If necessary, the screw 10 can be connected to the flywheel (the position is not indicated) for manual control of the device. In this case, the gear block 16 is equipped with a mechanism (the position is not indicated) for disconnecting the block 16 from the gears 12 and 13 (that is, to disconnect the rotation mechanism of the spindle 2 from the electric motor) by shifting the axis of the block 16.

Since the first 12 and second 13 gears are installed at the fixed end of the screw, the hub of the second gear 13 is not extended along the spindle 2, as in the closest analogue. As a result of this increases the uniformity of the load from the torque on the hub of the second gear 13 and the rigidity of the transmission of torque from the second gear 13 to the spindle 2.

Adding to the bearing support 9 of the bearing support 17 for the hub 6 of the gear 5 and the spacing of the bearing supports 9 and 17 further increase the uniformity of the load in the claimed device. Increasing the uniformity of the load on the rotating parts of the device during its operation provides an increase in operational reliability in the claimed device compared to the closest analogue.

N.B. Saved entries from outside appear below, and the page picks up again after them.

PR #1761, opened 2026-09-09
Fix batched hf_generate padding and attention masks

### LINKED ISSUE #1760: [Bug Report] hf_generate right-pads batched strings and drops the attention mask
**Describe the bug**

`TransformerBridge.hf_generate()` silently produces incorrect continuations for shorter rows in a
variable-length `list[str]` batch.

The list-input branch tokenizes with `padding=True` using the tokenizer's current padding side. For
GPT-2-family tokenizers this is normally right padding. Although the tokenizer returns an
`attention_mask`, `hf_generate()` extracts only `input_ids` and calls
`original_model.generate(input_ids, **generation_kwargs)`, so Hugging Face sees the pad columns as
real context.

This is difficult to notice because the pad token is commonly the EOS token and
`skip_special_tokens=True` hides the padding in the returned text. The call succeeds and returns a
plausible but different continuation from generating the same prompt alone.

**Code example**

On current `dev` (`7edc5ddf`), using `distilgpt2`, greedy generation, and two deliberately unequal
prompts:

```python
prompts = ["The capital of France is", "Hi"]

batched = bridge.hf_generate(
    prompts,
    max_new_tokens=8,
    do_sample=False,
    return_type="input",
)
solo = [
    bridge.hf_generate(
        prompt,
        max_new_tokens=8,
        do_sample=False,
        return_type="input",
    )
    for prompt in prompts
]
```

Observed output for the short row:

```text
batched: 'HiThe following is a list of the most'
solo:    'Hi everyone,\n\n\n\n\n\n'
```

`TransformerBridge.generate(prompts, ...)` agrees with the solo control for the short row because
that path forces left padding and preserves the relevant mask semantics.

The current equal-length batch test uses `['Hello', 'World']`, so no padding is emitted and it cannot
detect this failure.

**Impact**

- Every row shorter than the longest prompt can be continued from padding rather than its last real
  token.
- Batched `hf_generate()` can disagree with row-by-row `hf_generate()` under greedy decoding.
- Stateful/SSM `generate(use_past_kv_cache=False)` delegates to `hf_generate()`, so its batched string
  fallback reaches the same path.

**Suggested scope**

For `list[str]` input, force left padding without permanently mutating the shared tokenizer, retain
the tokenizer's `attention_mask`, and pass it to `original_model.generate()`. Preserve tensor-input
behavior and HF `ModelOutput` flags.

A larger alternative would route through `to_tokens()`, but that also changes BOS and truncation
semantics. I plan to keep this fix focused unless maintainers prefer that broader unification.

**System Info**

- Windows 11 / PowerShell 7
- Python 3.12.10
- Reproduced on `upstream/dev` commit `7edc5ddfccc24619109e3c98db29a870d99977ec`

**Additional context**

Issue #1690 / PR #1701 fixed related batched padding behavior in the normal Bridge tokenization and
generation paths, but did not change `hf_generate()`. This report is limited to the HF-delegation
path.

### Checklist

emerardd:
# Description

Fixes #1760.

`TransformerBridge.hf_generate()` now left-pads batched string prompts and forwards the tokenizer's `attention_mask` to the underlying Hugging Face `generate()` call. The tokenizer's original padding side is restored even if tokenization fails, and an explicitly supplied `attention_mask` still takes precedence.

This prevents shorter prompts from treating right-padding tokens as generation context. Tensor inputs and scalar string inputs retain their existing behavior.

## Type of change

# Checklist:

- [x] I have made corresponding changes to the documentation (no documentation change is required; this restores the documented batched-generation behavior)
- [ ] New and existing unit tests pass locally with my changes (the focused unit and integration surfaces pass; the full suite was not rerun)

## Validation

- `uv run --no-cache --no-sync pytest tests/unit/model_bridge/test_hf_generate_batch_padding.py -q`: 4 passed
- `uv run --no-cache --no-sync pytest tests/integration/test_generation_compatibility.py::TestTransformerBridgeHFGenerate::test_hf_generate_batch_generation tests/integration/test_generation_compatibility.py::TestTransformerBridgeHFGenerate::test_hf_generate_variable_length_batch_matches_solo_generation -q`: 2 passed
- pinned pycln, isort, and Black on all changed Python files
- `uv run --no-cache --no-sync mypy .`: success across 396 source files

### DIFF
--- a/tests/integration/test_generation_compatibility.py
+++ b/tests/integration/test_generation_compatibility.py
@@ -376,7 +376,10 @@ class TestTransformerBridgeHFGenerate:
 
     def test_hf_generate_variable_length_batch_matches_solo_generation(self, gpt2_bridge):
         """Test padded batch rows retain the same context as solo generation."""
-        prompts = ["Hi", "The capital of France is"]
+        prompts = [
+            "A",
+            "Mechanistic interpretability studies how neural networks represent and transform information internally.",
+        ]
 
         batched = gpt2_bridge.hf_generate(
             prompts,
--- a/tests/integration/test_generation_compatibility.py
+++ b/tests/integration/test_generation_compatibility.py
@@ -374,6 +374,28 @@ class TestTransformerBridgeHFGenerate:
         assert isinstance(result, list), "Batch input should return list"
         assert len(result) == len(prompts), "Output list should match input length"
 
+    def test_hf_generate_variable_length_batch_matches_solo_generation(self, gpt2_bridge):
+        """Test padded batch rows retain the same context as solo generation."""
+        prompts = ["Hi", "The capital of France is"]
+
+        batched = gpt2_bridge.hf_generate(
+            prompts,
+            max_new_tokens=2,
+            do_sample=False,
+            output_logits=True,
+        )
+        solo = [
+            gpt2_bridge.hf_generate(
+                prompt,
+                max_new_tokens=2,
+                do_sample=False,
+                output_logits=True,
+            )
+            for prompt in prompts
+        ]
+
+        assert batched == solo
+
 
 class TestGenerationBackwardCompatibility:
     """Tests to ensure backward compatibility with existing generation usage."""
--- a/tests/unit/model_bridge/test_hf_generate_batch_padding.py
+++ b/tests/unit/model_bridge/test_hf_generate_batch_padding.py
@@ -1,0 +1,104 @@
+"""Batched ``hf_generate`` calls preserve each prompt's generation context."""
+
+from types import MethodType, SimpleNamespace
+from typing import Any
+
+import torch
+
+from transformer_lens.model_bridge.bridge import TransformerBridge
+
+
+class _BatchEncoding(dict[str, torch.Tensor]):
+    def to(self, device: torch.device) -> "_BatchEncoding":
+        return _BatchEncoding({key: value.to(device) for key, value in self.items()})
+
+
+class _Tokenizer:
+    eos_token_id = 0
+    padding_side = "right"
+
+    def __init__(self) -> None:
+        self.padding_sides: list[str] = []
+
+    def __call__(self, inputs: str | list[str], **kwargs: Any) -> _BatchEncoding:
+        self.padding_sides.append(self.padding_side)
+        if isinstance(inputs, str):
+            return _BatchEncoding(
+                {
+                    "input_ids": torch.tensor([[11, 12]]),
+                    "attention_mask": torch.tensor([[1, 1]]),
+                }
+            )
+        return _BatchEncoding(
+            {
+                "input_ids": torch.tensor([[0, 11], [21, 22]]),
+                "attention_mask": torch.tensor([[0, 1], [1, 1]]),
+            }
+        )
+
+    def decode(self, tokens: torch.Tensor, **kwargs: Any) -> str:
+        return " ".join(str(token) for token in tokens.tolist())
+
+
+class _Model(torch.nn.Module):
+    def __init__(self) -> None:
+        super().__init__()
+        self.generation_kwargs: dict[str, Any] = {}
+
+    def generate(self, input_ids: torch.Tensor, **kwargs: Any) -> torch.Tensor:
+        self.generation_kwargs = kwargs
+        return input_ids
+
+
+def _make_bridge() -> tuple[TransformerBridge, _Tokenizer, _Model]:
+    bridge = object.__new__(TransformerBridge)
+    torch.nn.Module.__init__(bridge)
+    bridge.cfg = SimpleNamespace(device=torch.device("cpu"))
+    tokenizer = _Tokenizer()
+    bridge.tokenizer = tokenizer
+    model = _Model()
+    bridge.original_model = model
+    bridge._ensure_generation_supported = MethodType(lambda self, api: None, bridge)
+    return bridge, tokenizer, model
+
+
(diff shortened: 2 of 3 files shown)


transformer_lens/model_bridge/bridge.py
```diff
@@ -4677,10 +4678,16 @@ def hf_generate(
             input_ids = inputs["input_ids"]
             input_type = "str"
         elif isinstance(input, list):
-            inputs = self.tokenizer(input, return_tensors="pt", padding=True, truncation=False).to(
-                self.cfg.device
-            )
+            original_padding_side = self.tokenizer.padding_side
+            self.tokenizer.padding_side = "left"
```
jlarson4: This forces left padding for every `list[str]` input, including encoder-decoder models. BART, mBART, Pegasus and Marian assign encoder positions by column index and ignore the attention mask, so left padding shifts every real token and the short rows still disagree with solo generation. `generate()` deliberately keeps the tokenizer's own side for encoder-decoder list input (`bridge.py:3838-3848`).

Let's adjust this to force left padding only when `self.original_model.config.is_encoder_decoder` is false, and forward the tokenizer's mask on both paths.

transformer_lens/model_bridge/bridge.py
```diff
@@ -4690,6 +4697,8 @@ def hf_generate(
 
         # Build generation_kwargs from explicit args and kwargs
         generation_kwargs = dict(generation_kwargs) if generation_kwargs is not None else {}
+        if input_attention_mask is not None:
+            generation_kwargs.setdefault("attention_mask", input_attention_mask)
```
jlarson4: `setdefault` lets a mask passed through `**generation_kwargs` win over the one the tokenizer just built. A `list[str]` caller cannot know the padded layout, and this change flips it from right to left, so a shape-correct mask built for the old layout silently masks real tokens and unmasks pads. For list input use the tokenizer's mask unconditionally, and drop `test_hf_generate_preserves_explicit_attention_mask`.

tests/integration/test_generation_compatibility.py
```diff
@@ -374,6 +374,28 @@ def test_hf_generate_batch_generation(self, gpt2_bridge):
         assert isinstance(result, list), "Batch input should return list"
         assert len(result) == len(prompts), "Output list should match input length"
 
+    def test_hf_generate_variable_length_batch_matches_solo_generation(self, gpt2_bridge):
+        """Test padded batch rows retain the same context as solo generation."""
+        prompts = ["Hi", "The capital of France is"]
```
jlarson4: With these two prompts the forwarded mask alone is enough to make batched match solo, so the test passes even without the left-padding change and guards only half the fix. A larger length gap does diverge. Lets widen the gap, try `"A"` against a ~16-token prompt.

tests/unit/model_bridge/test_hf_generate_batch_padding.py
```diff
@@ -0,0 +1,104 @@
...
+    bridge._ensure_generation_supported = MethodType(lambda self, api: None, bridge)
+    return bridge, tokenizer, model
+
+
+def test_hf_generate_list_uses_left_padding_and_restores_tokenizer() -> None:
+    bridge, tokenizer, _ = _make_bridge()
+
+    bridge.hf_generate(["short", "a longer prompt"], return_type="tokens")
+
+    assert tokenizer.padding_sides == ["left"]
```
jlarson4: `padding_sides == ["left"]` records that `tokenizer.padding_side` was reassigned. An implementation that passes `padding_side="left"` as a tokenizer call kwarg pads correctly, never touches the shared tokenizer, and fails this assertion. Let's have `_Tokenizer.__call__` pad according to the side it is given, and assert the `input_ids` reaching `generate` are left-aligned.

jlarson4 (commented):
Good catch on this bug @emerardd, thanks for documenting and putting together this fix. Just a couple small comments, altogether your solution is solid.

tests/integration/test_generation_compatibility.py
emerardd: Updated in 9cc6a5dc. The prompts are now 2 versus 16 GPT-2 tokens. I also checked the negative control: right padding with the correct mask gives 'A, a' while solo generation gives 'A new study', so the test now fails without the left-padding half of the fix.

transformer_lens/model_bridge/bridge.py
emerardd: Updated in 9cc6a5dc. The tokenizer-produced mask now replaces any attention_mask supplied through generation_kwargs for list[str] input. I removed the old preserves-explicit-mask contract and replaced it with coverage asserting that the tokenizer mask wins.

tests/unit/model_bridge/test_hf_generate_batch_padding.py
emerardd: Updated in 9cc6a5dc. The fake tokenizer now honors the per-call padding_side, and the fake model records the input_ids it receives. The test asserts the actual left-padded layout reaching generate and verifies that the tokenizer's default padding_side remains right.

transformer_lens/model_bridge/bridge.py
emerardd: Updated in 9cc6a5dc. hf_generate now checks original_model.config.is_encoder_decoder: encoder-decoder list inputs keep the tokenizer's native padding side, while decoder-only lists request left padding per tokenizer call. The attention mask produced by that same tokenization call is forwarded in both cases.

jlarson4:
Looks great, thank you for putting this together @emerardd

Thus, in the claimed device for cutting holes in the existing pipeline increases the uniformity of the load during operation of the device on its rotating parts and, therefore, increases its operational reliability.

Claims (2)

1. A device for cutting holes in the existing pipeline, containing a hollow spindle installed in the housing with a cutting tool at the end exiting the housing through a hermetic seal of the movable contact, a spindle rotation mechanism from the electric motor, including a gear wheel kinematically connected to the electric motor, the hub of which is mounted on the spindle having a keyway along the height of the opening of the hub with a sliding key fixed therein, fixedly attached to the spindle, the gear hub the spindle is made extended along the length of the spindle and installed in the housing on the bearing support, an axial movement mechanism of the spindle, including a screw mounted in the hollow spindle with the possibility of rotation relative to the spindle and secured from axial movement by the end opposite to the cutting tool, a nut forming a mechanical transmission with the screw and fixedly connected to the end of the spindle opposite to the cutting tool, the first gear wheel fixedly mounted on the gear hub of the mechanism is rotated I, the second gear wheel with a hub, which is mounted in the housing on the bearing support, fixedly connected to the screw and having the number of teeth unequal to the number of teeth of the first gear, the gear wheel of the rotation mechanism, the screw, the first and second gears of the axial movement mechanism coaxial with the spindle, a block containing two motionlessly connected interconnected coaxial gears with the same number of teeth, mounted to interact with the first and second gears , The teeth of one of the gears are made to correct, characterized in that the first and second gears mounted at fixed end screw. 2. The device according to claim 1, characterized in that the hub of the gear of the rotation mechanism is provided with an additional bearing support, moreover, the bearing supports are spaced along the length of the hub.